Exercise requirements
Across the data below, state how many lines hold "bucketName", and reply with nothing but that number.

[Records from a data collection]

──────────

PR #145, opened 2019-05-28
Cloud-init gzip and generated files upload to S3

arjunrn:
Added functionality so that the cloud-init userdata file is gzipped and PKI is uploaded to S3

### DIFF
--- a/provisioner/node_pools.go
+++ b/provisioner/node_pools.go
@@ -1,7 +1,9 @@
 package provisioner
 
 import (
+	"archive/tar"
 	"bytes"
+	"compress/gzip"
 	"context"
 	"crypto/sha512"
 	"encoding/base64"
@@ -20,16 +22,19 @@ import (
 	"github.com/zalando-incubator/cluster-lifecycle-manager/api"
 	awsExt "github.com/zalando-incubator/cluster-lifecycle-manager/pkg/aws"
 	"github.com/zalando-incubator/cluster-lifecycle-manager/pkg/updatestrategy"
+	"gopkg.in/yaml.v2"
 )
 
 const (
 	clcFileName           = "userdata.clc.yaml"
 	cloudInitFileName     = "userdata.yaml"
 	stackFileName         = "stack.yaml"
+	filesTemplateName     = "files.yaml"
 	nodePoolTagKeyLegacy  = "NodePool"
 	nodePoolTagKey        = "kubernetes.io/node-pool"
 	nodePoolRoleTagKey    = "kubernetes.io/role/node-pool"
 	nodePoolProfileTagKey = "kubernetes.io/node-pool/profile"
+	defaultSSLPermissions = 0400
 )
 
 // NodePoolProvisioner is able to provision node pools for a cluster.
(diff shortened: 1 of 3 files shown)


provisioner/node_pools.go
```diff
@@ -247,21 +252,36 @@ func (p *AWSNodePoolProvisioner) prepareUserData(templateCtx *templateContext, n
...
 	}
-
-	return base64.StdEncoding.EncodeToString([]byte(rendered)), nil
+	var gzipBuffer bytes.Buffer
+	writer := gzip.NewWriter(&gzipBuffer)
+	_, err = writer.Write([]byte(rendered))
+	if err != nil {
+		return "", err
+	}
+	err = writer.Close()
```
szuecs: too late, please use defer after line 275

provisioner/node_pools.go
```diff
@@ -317,6 +337,46 @@ func (p *AWSNodePoolProvisioner) uploadUserDataToS3(userData []byte, bucketName
...
+			return "", err
+		}
+		tarWriter.WriteHeader(&tar.Header{
+			Name: key,
+			Size: int64(len(decoded)),
+			Mode: defaultSSLPermissions,
+		})
+		tarWriter.Write(decoded)
+	}
+	err = tarWriter.Close()
```
szuecs: too late, you would not close on error of the for loop for example please use defer

provisioner/node_pools.go
```diff
@@ -317,6 +337,46 @@ func (p *AWSNodePoolProvisioner) uploadUserDataToS3(userData []byte, bucketName
...
+	if err != nil {
+		return "", nil
+	}
+	err = gzw.Close()
```
szuecs: too late, you would not close on error of the for loop for example please use defer

provisioner/node_pools.go
arjunrn: In this case I would  argue it is not because we don't need to close the writer because there is no risk of leaving dangling open file pointer. OTOH if we don't check the the return value of `close()` we might end up with a what appears to be a successful write but has in fact failed.

provisioner/node_pools.go
arjunrn: same argument here

provisioner/node_pools.go
arjunrn: same here

provisioner/node_pools.go
```diff
@@ -247,21 +252,36 @@ func (p *AWSNodePoolProvisioner) prepareUserData(templateCtx *templateContext, n
...
+		return p.prepareCloudInit(nodePoolProfilesPath, templateCtx, cloudInitPath)
 	}
 
 	return "", fmt.Errorf("no userdata file at '%s' nor '%s' found", clcPath, cloudInitPath)
 }
 
 // prepareCloudInit prepares the user data by rendering the golang template.
 // A EC2 UserData ready base64 string will be returned.
-func (p *AWSNodePoolProvisioner) prepareCloudInit(templateCtx *templateContext, cloudInitPath string) (string, error) {
+func (p *AWSNodePoolProvisioner) prepareCloudInit(nodePoolProfilesPath string, templateCtx *templateContext, cloudInitPath string) (string, error) {
```
linki: could you update the docs as well, i.e. s3 upload, tar, gzip

provisioner/node_pools.go
```diff
@@ -317,6 +338,48 @@ func (p *AWSNodePoolProvisioner) uploadUserDataToS3(userData []byte, bucketName
 	return fmt.Sprintf("s3://%s/%s", bucketName, objectName), nil
 }
 
+func (p *AWSNodePoolProvisioner) renderUploadPKI(templateCtx *templateContext, nodePoolProfilePath string) (string, error) {
```
linki: A comment describing the function would be very helpful here.

provisioner/node_pools.go
arjunrn: Looks like `close()` can be called multiple times. So will add it in both places.

provisioner/node_pools.go
```diff
@@ -20,16 +22,19 @@ import (
...
 	awsExt "github.com/zalando-incubator/cluster-lifecycle-manager/pkg/aws"
 	"github.com/zalando-incubator/cluster-lifecycle-manager/pkg/updatestrategy"
+	"gopkg.in/yaml.v2"
 )
 
 const (
 	clcFileName           = "userdata.clc.yaml"
 	cloudInitFileName     = "userdata.yaml"
 	stackFileName         = "stack.yaml"
+	pkiFileName           = "pki.yaml"
```
aermakov-zalando: Could you rename it to something more generic? We could use it for other things, not necessarily PKI.

linki:
👍

arjunrn:
:+1:

provisioner/node_pools.go
```diff
@@ -247,21 +252,38 @@ func (p *AWSNodePoolProvisioner) prepareUserData(templateCtx *templateContext, n
...
+// It also uploads the PKI needed for the nodes in the pool
 // A EC2 UserData ready base64 string will be returned.
-func (p *AWSNodePoolProvisioner) prepareCloudInit(templateCtx *templateContext, cloudInitPath string) (string, error) {
+func (p *AWSNodePoolProvisioner) prepareCloudInit(nodePoolProfilesPath string, templateCtx *templateContext, cloudInitPath string) (string, error) {
+	s3Path, err := p.renderUploadPKI(templateCtx, nodePoolProfilesPath)
+	if err != nil {
+		return "", err
+	}
+	templateCtx.s3PKIPath = s3Path
+	p.logger.Debugf("Uploaded PKI to %s", s3Path)
```
aermakov-zalando: This still says "PKI".

aermakov-zalando:
The code still mentions "PKI" in a lot of places.

arjunrn:
:+1:

linki:
👍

──────────

Result below
4